(WHAT IS BEING ASKED)
Print out every record exactly as it appears.

Saved data entries:
PR #6752, opened 2021-07-23
Add Delta and Delta Live Tables keywords

sandra-sandeep:
This patch adds keywords for Delta and Delta Live Tables.

### DIFF
--- a/mode/sql/sql.js
+++ b/mode/sql/sql.js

(TASK RESULT)
PR #6752, opened 2021-07-23
Add Delta and Delta Live Tables keywords

sandra-sandeep:
This patch adds keywords for Delta and Delta Live Tables.

### DIFF
--- a/mode/sql/sql.js
+++ b/mode/sql/sql.js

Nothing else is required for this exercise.